Entropy-Driven Mechanisms between Disulfide-Bond Formation Protein A (DsbA) and B (DsbB) in Escherichia coli .

A disulfide-bond formation system for nascent proteins in the periplasm contains efficient electron transfer systems for the catalysis of oxidation. This electrochemical system has interesting implications in vivo. Disulfide bonds are formed by disulfide-bond formation protein A (DsbA), which contains two reactive cysteines. DsbA is reoxidized by a membrane protein, disulfide-bond formation protein B (DsbB), which has four catalytic cysteines. The oxidation of DsbA by DsbB seems energetically unfavorable on the basis of the redox potential. The oxidizing power of ubiquinone (UQ), which endogenously binds with DsbB, is believed to promote this reaction. However, using UQ-deficient DsbB, it was found that the oxidation of DsbA by DsbB proceeds independently of UQ. Thus, the reaction mechanism of DsbA oxidation by DsbB is under debate.

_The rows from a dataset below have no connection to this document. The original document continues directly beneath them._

PR #548, opened 2024-01-26
Aqua Exception Design

mingkang111:
# Description
Currently we pass the str of service payload to the client. We would like to pass more structure response to the client so that FE can build better error page. 

# Key points
* When encountering an error during the processing of a request, RequestHandler.write_error can be called to send a custom error response to the client. 
* `AquaError` will be raised in Aqua's APIs. Developer need to register certain type of Error in `ads.aqua.exception.py` before raising it in app method (define the status code). When we want to raise an AquaError, we need to provide user friendly error message and HTTPError's status code. If we have more details want to give to user, we can record it into service_payload.
* Use exception_handler decorator in handler to pick the different error up and generate json response.

# Sample Response
* ADS Error
```
{
    "status": 500,
    "message": "Internal Server Error",
    "service_payload": {},
    "reason": "SecurityTokenError: Security token has expired. Call `oci session authenticate` to generate new session.",
    "request_id": "e6b2270c-02a7-46cf-8686-e022dbdf5a50"
}
```
* AquaError
```
{
  "status": 400,
  "message": "Bad Request",
  "service_payload": {},
  "reason": "Target model ocid1.datasciencemodel.oc1.iad.<OCID> is not Aqua model.",
  "request_id": "e6b2270c-02a7-46cf-8686-xxxxxx"
}
```
* OCI ServiceError
Plz checkout confluence page for more details.


ads/aqua/extension/model_handler.py
```diff
@@ -3,32 +3,54 @@
...
     def get(self, model_id=""):
         """Handle GET request."""
-        if not model_id:
-            return self.list()
-        return self.read(model_id)
+        try:
+            if not model_id:
+                return self.list()
+            return self.read(model_id)
+        except AquaServiceError as service_error:
```
mrDzurb, line 21: We probably can have a decorator for this? To not duplicate the code?

mingkang111: Fixed. Thanks for the suggestion!

ads/aqua/exception.py
```diff
@@ -0,0 +1,138 @@
...
+    """Handles AquaError."""
+
+    def inner_function(*args, **kwargs):
+        try:
+            func(*args, **kwargs)
+        except AquaServiceError as service_error:
+            raise HTTPError(
+                service_error.status or 500,
+                service_error.message,
+                **service_error.to_payload(),
```
qiuosier, line 103: The payload has to be one positional args, not keyword args.
```suggestion
                service_error.to_payload(),
```

ads/aqua/exception.py
```diff
@@ -0,0 +1,138 @@
...
+            )
+        except AquaClientError as client_error:
+            raise HTTPError(
+                client_error.status or 400,
+                client_error.message,
+                **client_error.to_payload(),
```
qiuosier, line 109:
```suggestion
                client_error.to_payload(),
```

ads/aqua/base.py
```diff
@@ -6,11 +6,10 @@
 
 from typing import List
 
-import logging
 import oci
 from ads.common.auth import default_signer
-
-logger = logging.getLogger(__name__)
+from ads.aqua.exception import oci_exception_handler
+from ads.aqua.utils import get_logger
```
mrDzurb, line 12: ```from ads.aqua import logger```?

ads/aqua/base.py
```diff
@@ -19,7 +18,9 @@ class AquaApp:
     def __init__(self) -> None:
         self._auth = default_signer()
         self.client = oci.data_science.DataScienceClient(**self._auth)
+        self.logger = get_logger()
```
mrDzurb, line 21: Why do we need this?

ads/aqua/base.py
```diff
@@ -40,14 +41,9 @@ def list_resource(
...
-                list_func_ref,
-                **kwargs,
-            ).data
-
-            return items
-        except Exception as e:
-            # show opc-request-id and status code
-            logger.error(f"Failing to retreive resources in the given compartment. {e}")
-            return []
+        items = oci.pagination.list_call_get_all_results(
```
mrDzurb, line 44: NIT: ```return oci.pagination.list_call_get_all_results(```?

ads/aqua/exception.py
```diff
@@ -0,0 +1,138 @@
+#!/usr/bin/env python
+# -*- coding: utf-8 -*-
+# Copyright (c) 2024 Oracle and/or its affiliates.
+# Licensed under the Universal Permissive License v 1.0 as shown at https://oss.oracle.com/licenses/upl/
+
+"""Exception module."""
```
mrDzurb, line 6: Nice! :) Adding more details would be even bettter.

ads/aqua/exception.py
```diff
@@ -0,0 +1,138 @@
...
+
+    The base exception from which all exceptions raised by Aqua
+    will inherit.
+    """
+
+    def to_payload(self) -> dict:
+        """Builds error payload."""
+        return asdict(
+            ErrorPayload(
+                message=self.message,
```
mrDzurb, line 32: We expect that AquaError has: ```message```, ```reason``` and ```service_payload``` attributes, but it is not really clear from where we get them? Wouldn't it be better to add them into the constructor?Just copy from ```AquaClientError```.  We might expect that child classes will bring different attributes, such as client_payload or similar, in this case in base class we can put the common attributes.

Probably in this case we don't need to maintain the ErrorPayload class, instead we can directly convert the AquaError to dict, because that what we return eventually. However I'm not sure why do we need manually convert it to the dict, can we return ```ErrorPayload``` class as is and then who ever wants to convert it to dict will do it?

ads/aqua/exception.py
```diff
@@ -0,0 +1,138 @@
...
+        """Initializes an AquaServiceError.
+
+        Parameters
+        ----------
+        message: str
+            User friendly error message.
+        service_payload: dict
+            `oci.exceptions.ServiceError`.
+        status: int
+            status code
```
mrDzurb, line 54: Could you add more details, which status we expect here? Status from service?

ads/aqua/exception.py
```diff
@@ -0,0 +1,138 @@
...
+                client_error.message,
+                **client_error.to_payload(),
+            )
+        except Exception as internal_error:
+            raise HTTPError(500, str(internal_error))
+
+    return inner_function
+
+
+def oci_exception_handler(func):
```
mrDzurb, line 117: Not sure that I get the reason having two decorators: oci_exception_handler and exception_handler. 
Will we use the ```oci_exception_handler``` for the APP methods, and the  ```exception_handler``` in the handlers? When the app methods will be used in the handler, and app generates exception, then the ```exception_handler``` handler will pick the error up and generate HTTP error? If so, can we change the names of the decorators? Maybe: 

* ```handle_handler_exception```
* ```handle_application_exception```

I think it would also make sense to leave exception custom classes in the ```exception.py```, but move decorators into a separate place, maybe we should create ```decorator.py``` file next to the ```exception.py```.

ads/aqua/extension/base_handler.py
```diff
@@ -40,3 +43,31 @@ def finish(self, payload=None):  # pylint: disable=W0221
         # Convert the payload to a JSON serializable object
         payload = json.loads(json.dumps(payload, default=self.serialize))
         return super().finish(payload)
+
+    def write_error(self, status_code, **kwargs):
```
mrDzurb, line 47: Correct me if i'm wrong, but i'm expecting that this method will be called whenever we rise a error in the handler? I might be wrong, but why can't we accept as input parameter the ```AquaError``` object and convert it into the ```ErrorPayload``` here?

qiuosier:
I made some changes on the exception_handler decorator. Here are my suggestions:
* I think we can use a single decorator to handle all exceptions including OCI exceptions. 
* Whenever there is an error. The API will return either 4XX (client error) or 5XX (server error) code.
* The error payload will contain:
** message, this will be a text describing the error code. This is filled automatically by Jupyter
** reason, this is a user friendly message describing the actual error
** service_payload, this will be the payload returned by the service, if any. Or some other payload for debugging purpose.
** traceback, optionally we can return traceback.
* The error code will be consistent with whatever error code returned by OCI.
I put my example code here: https://github.com/oracle/accelerated-data-science/tree/qq/aqua_exception
See the `aqua.model.AquaModelApp.get()` for example on different errors.

ads/aqua/base.py
```diff
@@ -19,7 +18,9 @@ class AquaApp:
     def __init__(self) -> None:
         self._auth = default_signer()
         self.client = oci.data_science.DataScienceClient(**self._auth)
```
mayoor, line 20: We should use the client factory - ads.common.oci_client

mayoor:
Once all the review comments are incorporated, @mingkang111 , could you please let me know? I would like to look at the final code before it is merged. Thanks for bringing this all together!

ads/aqua/extension/base_handler.py
mingkang111: You're right! The design has been modified.

ads/aqua/base.py
mingkang111: Removed. Using logger in __init__.py.

ads/aqua/base.py
mingkang111: Fixed.

ads/aqua/exception.py
mingkang111: `ErrorPayload` is no longer needed.

ads/aqua/exception.py
mingkang111: Originally, I want to group all errors into two type of errors: AquaServiceError and AquaClientError. So we need `oci_exception_handler` to convert oci exception into AquaError. 

In the latest design, the oci error will not be converted to AquaError. We handle it directly when we catch it.

mingkang111:
> I played with the exception_handler decorator. Here are my suggestions:
> 
> * I think we can use a single decorator to handle all exceptions including OCI exceptions.
> * Whenever there is an error. The API will return either 4XX (client error) or 5XX (server error) code.
> * The error payload will contain:
>   ** message, this will be a text describing the error code. This is filled automatically by Jupyter
>   ** reason, this is a user friendly message describing the actual error
>   ** service_payload, this will be the payload returned by the service, if any. Or some other payload for debugging purpose.
>   ** traceback, optionally we can return traceback.
> * The error code will be consistent with whatever error code returned by OCI.
> 
> I put my example code here: https://github.com/oracle/accelerated-data-science/tree/qq/aqua_exception See the `aqua.model.AquaModelApp.get()` for example on different errors.

Thanks QQ! I updated the design based on your suggestions.

mingkang111:
> Once all the review comments are incorporated, @mingkang111 , could you please let me know? I would like to look at the final code before it is merged. Thanks for bringing this all together!

Hi @mayoor , the comments above are all addressed. Could you please take a look when you have time? Please checkout the confluence page shared in team channel for more sample response. Thank you!

ads/aqua/decorator.py
```diff
@@ -0,0 +1,75 @@
...
+    MultipartUploadError,
+    RequestException,
+    ServiceError,
+)
+
+from ads.aqua.exception import AquaError
+from ads.aqua.extension.base_handler import AquaAPIhandler
+
+
+def exception_handler(func):
```
mrDzurb, line 25: NIT: Wouldn't be something ```handle_exceptions``` better name for this decorator? Could you also add in description more details when this decorator can be used?

ads/aqua/deployment.py
```diff
@@ -339,74 +341,67 @@ def get(self, model_deployment_id: str, **kwargs) -> "AquaDeployment":
...
         Dict:
             A dict of allowed deployment configs.
         """
         try:
-            oci_model = self.ds_client.get_model(
-                model_id
-            ).data
-        except Exception as se:
+            oci_model = self.ds_client.get_model(model_id).data
+        except Exception as ex:
```
mrDzurb, line 379: This will be cleaned up?

mingkang111: Yes. When this design is being populated into current implementation, it will be cleaned up/revisit.

mayoor:
Thanks @mingkang111. Let us merge the PR.

mayoor:
> Thanks @mingkang111. Let us merge the PR.

We need to drop the traceback from the payload and replace it with requestId. For now let the requestid be random number. We will finalize the details in a couple of days

ads/aqua/decorator.py
mingkang111: Renamed and added example of usage.

mingkang111:
> > Thanks @mingkang111. Let us merge the PR.
> 
> We need to drop the traceback from the payload and replace it with requestId. For now let the requestid be random number. We will finalize the details in a couple of days

Replaced the `traceback` field with `request_id`.

VipulMascarenhas (approved):

mayoor (approved):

In this study, we used the quartz crystal microbalance technique, which detects the intermediate complex between DsbA and DsbB during DsbA oxidation as a change in mass, to obtain kinetic parameters of DsbA oxidation under both the oxidized and reduced states of UQ at acidic and basic pH. In addition, we utilized sodium dodecyl sulfate polyacrylamide gel electrophoresis mobility shift assay technique to determine the p of the cysteine thiol groups in DsbA and DsbB. We found that DsbA oxidation proceeded independently of UQ and was greatly affected in kinetics by the shuffling of electrons among the four cysteine residues in DsbB, regardless of pH. These results suggest that DsbA oxidation is driven in an entropy-dependent manner, in which the electron-delocalized intermediate complex is stabilized by preventing a reverse reaction. These findings could contribute to the design of bio-inspired electrochemical systems for industrial applications.